**HOW TO COMPLETE THIS TASK:**
Check every line below for the word "fine" and show those that hold it.

Dataset entries:

PR #5653, opened 2025-02-19
feat: BTC egress witnessing ES

marcellorigotti:
# Pull Request

Closes: PRO-2040

## Checklist

## Summary

Egress witnessing ES for btc

### DIFF
--- a/engine/src/witness/btc/deposits.rs
+++ b/engine/src/witness/btc/deposits.rs
@@ -29,6 +29,7 @@ use cf_chains::{
 	btc::{deposit_address::DepositAddress, Utxo, UtxoId},
 	Bitcoin,
 };
+use pallet_cf_broadcast::TransactionConfirmation;
 
 impl<Inner: ChunkedByVault> ChunkedByVaultBuilder<Inner> {
 	pub fn btc_deposits<ProcessCall, ProcessingFut>(
@@ -184,6 +185,34 @@ pub fn deposit_witnesses(
 				.collect::<Vec<_>>()
 		})
 		.collect()
+}
+
+pub fn egress_witnessing(
+	txs: &[VerboseTransaction],
+	monitored_tx_hashes: Vec<cf_chains::btc::Hash>,
+) -> Vec<TransactionConfirmation<state_chain_runtime::Runtime, BitcoinInstance>> {
+	monitored_tx_hashes
+		.into_iter()
+		.filter_map(|hash| {
+			for tx in txs {
+				let tx_hash: cf_chains::btc::Hash = tx.txid.to_byte_array().into();
+				if hash == tx_hash {
+					return Some(TransactionConfirmation {
+						tx_out_id: hash,
+						// we don't care about this value for btc (we don't refund out aggkey)
+						// the correct value to put here should be the aggKey which signed the tx
+						// (either current or previous) I guess we can derive it from
+						// VerobseTransaction, if yes how?
+						signer_id: DepositAddress::new([0; 32], 0).script_pubkey(),
+						tx_fee: tx.fee.unwrap_or_default().to_sat(),
+						tx_metadata: (),
+						transaction_ref: hash,
+					});
+				}
+			}
+			None
+		})
+		.collect::<Vec<_>>()
 }
 
 pub fn map_script_addresses(
--- a/state-chain/chains/src/dot.rs
+++ b/state-chain/chains/src/dot.rs
@@ -27,7 +27,7 @@ use scale_info::TypeInfo;
 use sp_core::{sr25519, ConstBool, H256};
 
 #[cfg_attr(feature = "std", derive(Hash))]
-#[derive(Debug, Encode, Decode, TypeInfo, Eq, PartialEq, Clone)]
+#[derive(Debug, Encode, Decode, TypeInfo, Eq, PartialEq, Clone, Serialize, Deserialize)]
 pub struct PolkadotSignature(sr25519::Signature);
 impl PolkadotSignature {
 	fn verify(&self, payload: &EncodedPolkadotPayload, signer: &PolkadotPublicKey) -> bool {
--- a/state-chain/chains/src/evm.rs
+++ b/state-chain/chains/src/evm.rs
@@ -369,7 +369,9 @@ impl Tokenizable for AggKey {
 	}
 }
 
-#[derive(Encode, Decode, TypeInfo, Copy, Clone, RuntimeDebug, PartialEq, Eq, Serialize)]
+#[derive(
+	Encode, Decode, TypeInfo, Copy, Clone, RuntimeDebug, PartialEq, Eq, Serialize, Deserialize,
+)]
 pub struct SchnorrVerificationComponents {
 	/// Scalar component
 	pub s: [u8; 32],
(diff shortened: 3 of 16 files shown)


state-chain/chains/src/dot.rs
```diff
@@ -27,7 +27,7 @@ use scale_info::TypeInfo;
 use sp_core::{sr25519, ConstBool, H256};
 
 #[cfg_attr(feature = "std", derive(Hash))]
-#[derive(Debug, Encode, Decode, TypeInfo, Eq, PartialEq, Clone)]
+#[derive(Debug, Encode, Decode, TypeInfo, Eq, PartialEq, Clone, Serialize, Deserialize)]
```
MxmUrw, line 30: Are these still required? Or could we revert all dot and evm related to their previous state?

state-chain/chains/src/evm.rs
```diff
@@ -369,7 +369,9 @@ impl Tokenizable for AggKey {
 	}
 }
 
-#[derive(Encode, Decode, TypeInfo, Copy, Clone, RuntimeDebug, PartialEq, Eq, Serialize)]
+#[derive(
+	Encode, Decode, TypeInfo, Copy, Clone, RuntimeDebug, PartialEq, Eq, Serialize, Deserialize,
+)]
```
MxmUrw, line 374: Same.

state-chain/chains/src/evm.rs
```diff
@@ -658,7 +660,19 @@ impl From<CheckedTransactionParameter> for TransactionVerificationError {
...
+	PartialEq,
+	Eq,
+	Encode,
+	Decode,
+	TypeInfo,
+	MaxEncodedLen,
+	Copy,
+	Serialize,
+	Deserialize,
+)]
```
MxmUrw, line 675: And again.

state-chain/chains/src/lib.rs
MxmUrw, line 1: Also I would hope that with our current approach we don't need these changes as well? Correct me if I'm wrong though...

state-chain/chains/src/mocks.rs
```diff
@@ -56,7 +56,9 @@ impl Get<ChainChoice> for MockBroadcastBarriers {
 	}
 }
 
-#[derive(Debug, Clone, Default, PartialEq, Eq, Encode, Decode, TypeInfo)]
+#[derive(
+	Debug, Clone, Default, PartialEq, Eq, Encode, Decode, TypeInfo, Serialize, Deserialize,
+)]
```
MxmUrw, line 61: Same?

state-chain/runtime/src/chainflip/bitcoin_block_processor.rs
```diff
@@ -204,6 +242,46 @@ impl Hook<HookTypeFor<TypesVaultDepositWitnessing, DedupEventsHook>>
 	}
 }
 
+impl Hook<HookTypeFor<TypesEgressWitnessing, DedupEventsHook>> for TypesEgressWitnessing {
+	fn run(
+		&mut self,
+		events: Vec<(BlockNumber, BtcEvent<TransactionConfirmation<Runtime, BitcoinInstance>>)>,
+	) -> Vec<(BlockNumber, BtcEvent<TransactionConfirmation<Runtime, BitcoinInstance>>)> {
+		// Map: deposit_witness -> chosen BtcEvent
+		// todo! this is annoying, it require us to implement Ord down to the Chain type
```
MxmUrw, line 251: I think this todo isn't true anymore, right?

state-chain/runtime/src/chainflip/bitcoin_elections.rs
```diff
@@ -357,26 +456,32 @@ impl
...
 			Vec<
 				ElectionIdentifier<
-					<BitcoinBlockHeightTrackingES as ElectoralSystemTypes>::ElectionIdentifierExtra,
+					<BitcoinDepositChannelWitnessingES as ElectoralSystemTypes>::ElectionIdentifierExtra,
 				>,
 			>,
 			Vec<
 				ElectionIdentifier<
-					<BitcoinDepositChannelWitnessingES as ElectoralSystemTypes>::ElectionIdentifierExtra,
+					<BitcoinVaultDepositWitnessingES as ElectoralSystemTypes>::ElectionIdentifierExtra,
```
MxmUrw, line 472: It's interesting that this works apparently, but it seems like we now have two `BitcoinVaultDepositWitnessingES` and no `DepositChannelWitnessingES`.

engine/src/witness/btc/deposits.rs
```diff
@@ -186,6 +187,34 @@ pub fn deposit_witnesses(
...
+		.filter_map(|hash| {
+			for tx in txs {
+				let tx_hash: cf_chains::btc::Hash = tx.txid.to_byte_array().into();
+				if hash == tx_hash {
+					return Some(TransactionConfirmation {
+						tx_out_id: hash,
+						// we don't care about this value for btc (we don't refund out aggkey)
+						// the correct value to put here should be the aggKey which signed the tx
+						// (either current or previous) I guess we can derive it from
+						// VerobseTransaction, if yes how?
```
MxmUrw, line 205: Is this a TODO?

state-chain/pallets/cf-broadcast/src/lib.rs
```diff
@@ -1046,6 +1074,19 @@ impl<T: Config<I>, I: 'static> Pallet<T, I> {
...
+		Self::egress_success(
+			OriginFor::<T>::none(),
+			egress.tx_out_id,
+			egress.signer_id,
+			egress.tx_fee,
+			egress.tx_metadata,
+			egress.transaction_ref,
+		)
+		.expect("REASON");
+		//todo! handle possible error, expect will cause panic! -> when can this error?
```
MxmUrw, line 1088: This is an interesting case, the `egress_success` function returns an error if the `tx_out_id` is unknown to us. This certainly can happen if nodes start voting for wrong txs, but what should we do in that case? Punish them?

Also it feels like we might want to check this already during consensus, such that we don't count votes if they contain invalid txs? But votes are for full blocks, so we would discard the whole vote?

state-chain/chains/src/lib.rs
marcellorigotti: I don't think we can get rid of these changes that easily.. as long as we have this in the ES trait:
`type ElectoralUnsynchronisedState: Parameter + Member + **MaybeSerializeDeserialize**;
`
Then everything that goes into the BlockProcessor has to to impl Serialize/Deserialize

MxmUrw: If we want, we can do it the same way we did for the Encode/Decode bounds, by adding annotations where we derive Serialize/Deserialize. Here: https://github.com/chainflip-io/chainflip-backend/pull/5657

marcellorigotti: Yeah ofc that's the way to do it, was just having a look at the PR now!

MxmUrw: OTOH it might be fine to simply add these new bounds, the PR above is more of an FYI...

state-chain/pallets/cf-broadcast/src/lib.rs
marcellorigotti: This should be impossible since in the voter impl we vote only if the hashes match one of our tx, meaning we can only vote for `tx_out_id` we know.
I'll log in case it errors, like we do for solana

MxmUrw: I think it's worth thinking about the case where the engines don't behave as we expect them to do, to cover all possible cases. Anyways, logging should be fine since nothing of consequence would happen in such an error case.

PR #5655, opened 2025-02-19
chore: re-enable manual blockwitnesser tests

MxmUrw:
# Pull Request

Closes: PRO-2058

## Checklist

## Summary

@kylezs had written many tests for manually testing the BW behaviour. This PR re-enables them for the new SM-based BW ES.

Changes in behaviour of the new SM-based BW compared to its previous incarnation:
 - The `generate_election_properties` hook is called for each election which is open after running the `step` function on all inputs. Previously it was only called when elections were created. The new behaviour might be more costly in terms of decoding storage (since the hook uses the deposit channel lookup storage map), but it is more correct: In block chains with long block times, we might open an election for a given block height `n`, and while it is open, we might be opening new deposit channels. Then, even though there was no consensus, the next time we run the `on_finalize`, we want to actually recreate that election to include the new deposit channels. The BW tests had to be updated to reflect this new behaviour

Other changes in the BW tests file:
 - [**checks**] The `generate_election_properties_called_n_times` check now counts the number of times the hook was called during *this* `on_finalize`, not the total number of calls.
 - [**architecture**] The BW tests file now uses hook-internal storage to store e.g. how often a hook was called. This means that we no longer require `thread_local` variables.

Additional changes which got included in this PR:
 - rename `BWSettings` to `BlockWitnesserSettings`, `BWState` to `BlockWitnesserState`
 - fix indexing in ElectionsTracker in the BW state machine. Previously we had `highest_election`, but this forced us to do `.saturating_sub(1)` in some places, which lead to misbehavior for the edge case were `highest_election=0`. Now, instead, we have `next_election` which is meant to be `highest_election+1`.


marcellorigotti:
In the `tests/block_witnesser` file there are a bunch of checks commented out, do we want to keep them and fix them later or can those comments be removed?
Other than that LGTM!

MxmUrw:
> In the `tests/block_witnesser` file there are a bunch of checks commented out, do we want to keep them and fix them later or can those comments be removed? Other than that LGTM!

Yes good catch - these tests are all related to the block processor, whose design changed a lot since introducing the state machines. My plan was to fix them up later after I looked at fuzzy testing the block processor.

**WRITTEN SOLUTION:**
MxmUrw: OTOH it might be fine to simply add these new bounds, the PR above is more of an FYI...
MxmUrw: I think it's worth thinking about the case where the engines don't behave as we expect them to do, to cover all possible cases. Anyways, logging should be fine since nothing of consequence would happen in such an error case.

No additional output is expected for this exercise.